Using the same colonic segment within and across experiments is also recommended, as it is essential for obtaining comparable permeability results. Note that biopsies taken from different regions of the same animal can yield markedly different values. The time required to mount all chambers is also a critical parameter. Although this issue is minor in small setups with only a few chambers, the interval between euthanasia and assay initiation, as well as the overall incubation time, can become significantly prolonged if the operator waits to start until all chambers are prepared. To mitigate this, one option is to mount the first sliders and hold them in the Krebs buffer at 4 °C, then insert all sliders simultaneously to begin the assay. Complementarily, TER assessment is a reliable method to determine viability of the tissue, as TER tends to decrease with cell death, ~120-150 min after colon sampling¹⁶.

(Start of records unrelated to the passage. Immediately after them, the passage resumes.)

PR #237, opened 2025-07-28
Add kmod CI Workflow

aidangarske:
# Description 

- Add kmod workflow for `v33` 
- WPFF doesn't do anything since we only parse so no need for WPFF in this case
- [ ] needs patch [here](https://github.com/wolfSSL/osp/pull/275)

### DIFF
--- a/.github/workflows/kmod.yml
+++ b/.github/workflows/kmod.yml
@@ -1,0 +1,113 @@
+name: kmod Tests
+
+on:
+  push:
+    branches: [ 'master', 'main', 'release/**' ]
+  pull_request:
+    branches: [ '*' ]
+
+concurrency:
+  group: ${{ github.workflow }}-${{ github.ref }}
+  cancel-in-progress: true
+
+jobs:
+  build_wolfprovider:
+    uses: ./.github/workflows/build-wolfprovider.yml
+    with:
+      wolfssl_ref: ${{ matrix.wolfssl_ref }}
+      openssl_ref: ${{ matrix.openssl_ref }}
+    strategy:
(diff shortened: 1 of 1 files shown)


.github/workflows/kmod.yml
```diff
@@ -0,0 +1,114 @@
...
+    runs-on: ubuntu-22.04
+    needs: build_wolfprovider
+    timeout-minutes: 20
+    strategy:
+      fail-fast: false
+      matrix:
+        kmod_ref: [ 'v33' ]
+        wolfssl_ref: [ 'master', 'v5.8.0-stable' ]
+        openssl_ref: [ 'openssl-3.5.0' ]
+        # Note: No WOLFPROV_FORCE_FAIL needed - kmod is only a signature parser,
```
padelsbach, line 34: If this is true, then are we actually testing wolfprovider then?

aidangarske: Because WP is used to parse it just doesn't verify. WPFF shouldn't have any effect on the parsing functions that are used so there is no reason to test WPFF. We should still test WP for the parsing functions however since WP does use these.

aidangarske: Yep it is. Honestly the main reason is for IGEL

padelsbach: Any idea why we don't use WPFF in the parsing functions? Should we add it? Maybe @ColtonWilley can chime in here

ColtonWilley: I agree with @padelsbach if there is no crypto usage this should not be a workflow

Alternatively to the Ussing technique, the in vivo FITC-dextran assay also enables evaluation of global intestinal permeability through dosage of serum FITC after gavage, it neither discriminates between paracellular and transcellular pathways nor localizes changes to specific gut segments, making the Ussing chamber approach more appropriate for this study¹⁴. Complementarily, contrary to the in vivo-FITC, which generally requires fasting, the latter is not necessary for colonic permeability assays. Intestinal permeability in the small intestine is strongly influenced by fasting status and the interval since the last meal, but such effects have not been demonstrated in the colon. Moreover, fasting pups would require maternal separation, and severe stressors such as neonatal maternal deprivation are known to exert long-lasting effects on paracellular permeability and mucosal immunity. Although the minimum duration required to induce these effects has not been clearly defined, it is preferable to avoid stressing the pups prior to euthanasia. It is also important to note that the gavaged-FITC plasma method is incompatible with this protocol, as residual FITC from previous experiments could confound permeability measurements obtained with the Ussing chambers.

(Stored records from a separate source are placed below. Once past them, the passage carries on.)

PR #238, opened 2025-07-29
Use openvpn osp patch

aidangarske:
# Description 

- [x] needs patch [here](https://github.com/wolfSSL/osp/pull/278)


padelsbach (approved):
Looks good, thanks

Finally, the presence or absence of colonic permeability modulation may be confirmed using an independent method, such as qPCR-based quantification of tight junction-related transcripts, including ZO-1, occludin, and members of the claudin family. Overall, the methods described in this article offer complementary tools for investigating the neonatal period, particularly the maturation of the early-life intestinal barrier and its susceptibility to various interventions. They can generate insights that are highly relevant for studies on the physiological and pathophysiological mechanisms underlying early-life infections such as necrotizing enterocolitis and complications of prematurity. In addition, they are well-suited to address more fundamental questions, including the impact of human milk oligosaccharides, microRNAs, and probiotics on gut development and function.

In summary, oral gavage of molecules of interest during the neonatal period, combined with assessment of both paracellular and transcellular colonic permeability using Ussing chambers, provides an efficient approach to investigating the short-term impact of potentially harmful substances, as well as their short- and long-term effects, particularly in the context of chronic inflammatory diseases.